Statistics and Machine Learning

Statistics and Machine Learning

Statistics allows us to analyze and understand data. In this article, we will explore more about descriptive and inferential statistics, and how these concepts are fundamental for machine learning.

We've already explored the workflow of a machine learning project and experimented with exploratory data analysis (EDA) and feature engineering (FE). Now, we'll delve a little deeper into some fundamental statistical concepts and see what we should consider when analyzing our data to ensure our models perform as well as possible.

Previous article in this series: Vectors and Machine Learning


Descriptive Statistics

Descriptive statistics is the branch of statistics that focuses on collecting, organizing, summarizing, and visualizing a dataset.
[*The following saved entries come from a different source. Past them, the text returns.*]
PR #106, opened 2023-09-29
Add option to enable manifest update closes #97

### LINKED ISSUE #97: Add option to enable update manifest
Currently, Scipio doesn't update `Package.resolved`. However, is some cases, this behavior could be more convenient.

It's better to add new option to configure SwiftPM resolver behavior.

The option is the same with `--force-resolved-versions, --disable-automatic-resolution` of SwiftPM.

giginet:
closes #97

Introduce new option `--only-use-versions-from-resolved-file`.

Enabling this option, SwiftPM never updated `Package.resolved` automatically.
If `Package. resolved` and the existing workspace is mismatched, resolving will fail.

Since this PR, the default behavior is changed. The default value becomes `false`.
Because it's inconvenient to enable this for common use cases.

### DIFF
--- a/Sources/ScipioKit/DescriptionPackage.swift
+++ b/Sources/ScipioKit/DescriptionPackage.swift
@@ -78,7 +78,13 @@ struct DescriptionPackage {
         return workspace
     }
 
-    init(packageDirectory: AbsolutePath, mode: Runner.Mode) throws {
+    /// Make DescriptionPackage from a passed package directory
+    /// - Parameter packageDirectory: A path for the Swift package to build
+    /// - Parameter mode: A Scipio running mode
+    /// - Parameter onlyUseVersionsFromResolvedFile: A boolean value indicates disabling force updating of Package.resolved.
+    ///   If it is `true` Package.resolved never be updated
+    ///   instead the resolving will fail if the Package.resolved is mis-matched with the workspace.
+    init(packageDirectory: AbsolutePath, mode: Runner.Mode, onlyUseVersionsFromResolvedFile: Bool) throws {
         self.packageDirectory = packageDirectory
         self.mode = mode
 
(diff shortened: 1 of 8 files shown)


Sources/ScipioKit/DescriptionPackage.swift
```diff
@@ -78,7 +78,13 @@ struct DescriptionPackage {
         return workspace
     }
 
-    init(packageDirectory: AbsolutePath, mode: Runner.Mode) throws {
+    /// Make DescriptionPackage from a passed package directory
+    /// - Parameter packageDirectory: A path for the Swift package to build
+    /// - Parameter mode: A Scipio running mode
+    /// - Parameter onlyUseVersionsFromResolvedFile: A boolean value indicates disabling force updating of Package.resolved.
+    ///   If it is `true` Package.resolved never be updated
+    ///   instead the resolving will fail if the Package.resolved is mis-matched with the workspace.
```
freddi-kit, line 86: It hards to read as sentence since there is no , for if.

```suggestion
    ///   If it is `true`, Package.resolved never be updated.
    ///   Instead, the resolving will fail if the Package.resolved is mis-matched with the workspace.
```

Sources/ScipioKit/DescriptionPackage.swift
```diff
@@ -78,7 +78,13 @@ struct DescriptionPackage {
         return workspace
     }
 
-    init(packageDirectory: AbsolutePath, mode: Runner.Mode) throws {
+    /// Make DescriptionPackage from a passed package directory
+    /// - Parameter packageDirectory: A path for the Swift package to build
+    /// - Parameter mode: A Scipio running mode
+    /// - Parameter onlyUseVersionsFromResolvedFile: A boolean value indicates disabling force updating of Package.resolved.
```
freddi-kit, line 84: Could you explain what `only` means?

giginet, line 84:
```suggestion
    /// - Parameter onlyUseVersionsFromResolvedFile: A boolean value indicates disabling force updating of Package.resolved.
    /// If true, use package versions only from existing Package.resolved.
```

giginet, line 84:
```suggestion
     /// - Parameter onlyUseVersionsFromResolvedFile: A boolean value if true disabling force updating of Package.resolved.
    /// Then, use package versions only from existing Package.resolved.
```

freddi-kit (approved):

Its main goal is to transform raw data into structured and understandable information, allowing us to understand "what happened" with the data we are analyzing.

We can divide its main tasks into 5 fundamental steps:

  1. Collect: Obtain data from various sources, such as databases, CSV files, APIs, etc. This step is crucial to ensure we have a representative and high-quality sample for our analysis.
  2. Organize: This involves organizing the collected information so we can analyze it: classifying variables or constructing frequency or distribution tables.
  3. Present: Display the data clearly and in an organized manner, using tables, numerical summaries, or graphs. This facilitates the interpretation and communication of the results to others.
  4. Summarize: Use numerical metrics to describe large volumes of data with a few key values. This is where measures of central tendency and dispersion come into play.
  5. Interpret: Analyze the data and draw meaningful conclusions, using both numerical metrics and visualizations to communicate the findings effectively.

Variable Classification

The type of variable influences how we analyze data and what metrics we use:

  • Categorical Variables: Represent categories or groups. They can be:
  • Nominal: They do not have a specific order (colors, types of fruit).
  • Ordinal: They have an order or hierarchy (levels of satisfaction: low, medium, high).
  • Numerical Variables: Represent quantities or measurements. They can be:
  • Discrete: They take whole number values ​​(number of children, number of cars).
  • Continuous: They can take any value within a range (height, weight, salary).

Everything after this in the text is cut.